Genomic DNA of an affected family member (II-1) was subjected to WES. DNA was prepared according to the Agilent SureSelect target enrichment kit preparation protocols/guidelines. WES was performed commercially by the College of American Pathologists (CAP) accredited molecular diagnostic lab, and the libraries were sequenced using the Illumina platform HiSeq 2000 (Umair et al., 2021a; Ullah et al., 2022). Variants identified in the present study were verified using bi-directional Sanger sequencing using standard methods (Hayat et al., 2020). The primers for Sanger sequencing were designed using the Primer3 online tool (genomic build number: GRCh38/hg38) (TBX2: Gene ID: 6909; Transcript ID: NM_005994.4) (Supplementary Material S1).

Several databases, including gnomAD, dbSNP, All of Us, and Bravo, were screened to search for the selected variants. The pathogenicity of the identified variants was analyzed using online bioinformatics tools: MutationTaster, CADD-Phred, GERP++, VarSome, BayesDel addAF, DANN, Eigen, FATHMM-MKL, and LRT.
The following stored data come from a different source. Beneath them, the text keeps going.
PR #322, opened 2021-05-04
Validate verified personal information free text fields' allowed character set

akikoskinen:
Free text fields are those that don't have any structural or syntactical limitations. They have a maximum length (not relevant in this PR) and allowed character set (the point of this PR).

The allowed character set for these fields is [Basic Latin (block)](https://en.wikipedia.org/wiki/Basic_Latin_(Unicode_block)) + [Latin-1 Supplement (block)](https://en.wikipedia.org/wiki/Latin-1_Supplement_(Unicode_block)) - [Control Code (general category=Cc)](https://en.wikipedia.org/wiki/C0_and_C1_control_codes). The fields' values are automatically [normalized to the "Normalization Form Canonical Composition" form](https://en.wikipedia.org/wiki/Unicode_equivalence#Normal_forms) before validation. This process combines any character sequences with a combining character into the combined form. The allowed character set contains many combined characters but not the decomposed forms.

The fields are validated using the Django model field validation machinery. That works directly in the admin UI (although none of these fields are editable there). The validators also kick in e.g. when the model instance's `full_clean` method gets called.


akikoskinen:
Adding validators to model fields makes Django want to create a migration file. The migration file wouldn't make any changes to the database though. There isn't any migration file included in this PR. There will be more changes to the relevant models' fields in other PRs as well. Django will then again create migration files, and at least some of those will be similar no-op migrations.

@mikkokeskinen @tituomin What do you think, what should be done with these kind of migration files? Should all of them be included in the related commits? Just add one final migration file in the last commit that changes the models/fields? Somehow gather all model/field changes into a single commit that could then also include the one related migration file? Other options?

mikkokeskinen:
In my opinion this is a bit too complex. I wouldn't change the fields and wouldn't create unicode helper functions.

I would just add a validator something like this and add it to the fields:

```python
def validate_visible_latin_characters_only(value: str) -> None:
    if not re.fullmatch('[\u0020-\u00ff]*', unicodedata.normalize("NFC", value)):
        raise Exception("String contains unaccepted characters")
```

akikoskinen:
> In my opinion this is a bit too complex. I wouldn't change the fields and wouldn't create unicode helper functions.
> 
> I would just add a validator something like this and add it to the fields:
> 
> ```python
> def validate_visible_latin_characters_only(value: str) -> None:
>     if not re.fullmatch('[\u0020-\u00ff]*', unicodedata.normalize("NFC", value)):
>         raise Exception("String contains unaccepted characters")
> ```

I also thought (after I had written all these helpers) the validator could be simplified to one simple function. I do kind of like the helper functions though as their names give meanings to otherwise obscure code point ranges (this can off course also be documented for example as comments, but I generally like meaningful names over comments).

What comes to the normalization: the idea was that the NFC normalized form _also goes to the database_. It can off course be discussed should this actually be done like that. The implementation was chosen to do that. Doing the normalization only within a validator wouldn't affect the value stored into the database.

mikkokeskinen:
Our documentation only mentions normalization when validating. Maybe there has been a separate decision about saving? Although I would save the string as-is. What do you think @tituomin?

Nevertheless, I'm not sure if `to_python` is the correct method? Maybe it should be done in `get_db_prep_value` or even `pre_save`?

mikkokeskinen:
About giving names to things, isn't the method name (`validate_visible_latin_characters_only`) already an apt name?

akikoskinen:
> Our documentation only mentions normalization when validating. Maybe there has been a separate decision about saving? Although I would save the string as-is. What do you think @tituomin?

I suppose there hasn't been any discussion about this. I just thought it would be a good idea to have such data in the database that as such passes the validations for that field. There are off course other options that don't necessarily need any normalization. For example also allow the [Combining Diacritical Marks block](https://en.wikipedia.org/wiki/Combining_Diacritical_Marks). Or just deny all strings that have combining characters and accept only NFC normalized input.

> Nevertheless, I'm not sure if `to_python` is the correct method? Maybe it should be done in `get_db_prep_value` or even `pre_save`?

Both `get_db_prep_value` and `pre_save` are only relevant when saving. Validation can take place also without saving (and in the upcoming GraphQL input validation that's indeed the use case). If normalization _for database_ happens in the saving phase then validators would have to handle "unnormalized" strings in some way. One option to do that handling would be to normalize the string. But then every validator (that cares about this) would have to do that separately. And in this case the normalization would be done twice for same data, first in the validator and then again in the saving phase. I used `to_python` in order to avoid that.

akikoskinen:
> About giving names to things, isn't the method name (`validate_visible_latin_characters_only`) already an apt name?

Indeed it is quite explaining :smile:

mikkokeskinen:
> Both get_db_prep_value and pre_save are only relevant when saving.

I thought that was exactly the point. Save the string normalized.

> Validation can take place also without saving (and in the upcoming GraphQL input validation that's indeed the use case). If normalization for database happens in the saving phase then validators would have to handle "unnormalized" strings in some way.

I don't quite understand this. Could you elaborate?

> And in this case the normalization would be done twice for same data, first in the validator and then again in the saving phase. I used to_python in order to avoid that.

I'm not following this either. Surely validation shouldn't change the data in any way?

akikoskinen:
> > Both get_db_prep_value and pre_save are only relevant when saving.
> 
> I thought that was exactly the point. Save the string normalized.

Yes, that's one point. Another point is to avoid normalizing the same data more than once, for performance reasons. So if normalization _has to_ be also performed in the validation phase, then doing it again in the saving phase is wasteful.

In this study, the three-dimensional (3D) structure of TBX2^WT (T-box transcription factor 2) was obtained using I-TASSER and homology modeling with MODELLER (Ahmad et al., 2018; Khan et al., 2020). As there was no known X-ray crystallography-based 3D structure available, the protein sequence (NCBI Accession: NP_005985.3) was obtained from the National Center for Biotechnology Information (NCBI) database (https://www.ncbi.nlm.nih.gov/) and used as the input for I-TASSER. The resulting 3D structure was then used as a template for predicting the structure of TBX2^LYS177TER.
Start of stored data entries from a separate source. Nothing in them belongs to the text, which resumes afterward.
PR #326, opened 2021-05-11
Validate the rest of the verified personal information fields

akikoskinen:
Add validation to those verified personal information fields that were not covered in #322.

Note that `email` field is not touched in this PR as it's obsolete and should be removed. Any way, it's an `EmailField` so there's some validation in place.


profiles/tests/test_migrations.py
```diff
@@ -146,3 +146,29 @@ def verify_migration(apps):
         create_data,
         verify_migration,
     )
+
+
+def test_verified_personal_information_shorter_text_fields_migration(migration_test_db):
```
mikkokeskinen, line 151: This is all well and good, but do we need to verify Django doing migrations correctly? As there seems to be no custom operations in the migration.

Maybe because they are encrypted fields?

profiles/models.py
```diff
@@ -279,6 +280,7 @@ class VerifiedPersonalInformation(ValidateOnSaveModel, NullsToEmptyStringsModel)
         max_length=4,
```
mikkokeskinen, line 282: If it's always exactly 3 digits, could the field have maximum length of 3 too?

mikkokeskinen (approved):
Looks good! Added two observations but nothing that really matters.

profiles/tests/test_migrations.py
akikoskinen: I wrote this test because I thought custom migration code would be needed (to shorten any too long values in the database). But when I run this test, I noticed that it didn't fail and Django actually did the shortening automatically. Which was nice but a surprise to me. So no custom code was needed, but I still left the test be, perhaps to ensure that Django keeps on doing what it did.

I wouldn't say we have to verify Django doing migrations correctly, so in that sense this test is needless. I could also remove this test. Perhaps it has served its purpose, which was to educate me about Django's capabilities :smile:

profiles/models.py
akikoskinen: For consistency that would make sense. I'll fix it.

profiles/tests/test_migrations.py
akikoskinen: Removed that test.

profiles/models.py
akikoskinen: Changed `max_length` to 3.

mikkokeskinen (approved):
👍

Both TBX2^WT and TBX2^LYS177TER were subsequently subjected to molecular dynamic (MD) simulations using Desmond version 2.3. The simulation conditions included setting the box boundary coordinates to 10 Å, with a volume of 1200688 Å³ for TBX2^WT and 617233 Å³ for TBX2^LYS177TER. The salt concentration was set to .1 M for both systems, and the systems were neutralized by adding 14 Cl ions to TBX2^WT and 1 Cl ion to TBX2^LYS177TER. The resulting systems contained 89176 atoms (TBX2^WT) and 5778 atoms (TBX2^LYS177TER). The simulation time was set to 100 ns, and the ensemble class was set to NPT, with a temperature of 300 K and a pressure of 1 atm. The default “relax model before simulation” protocol was used, and trajectories were generated for the duration of the simulation.

The proband was a five-year-old female patient (deceased). The proband (II-1) had the clinical features such as chondrodysplasia, short stature, and global developmental delay (Figure 1A).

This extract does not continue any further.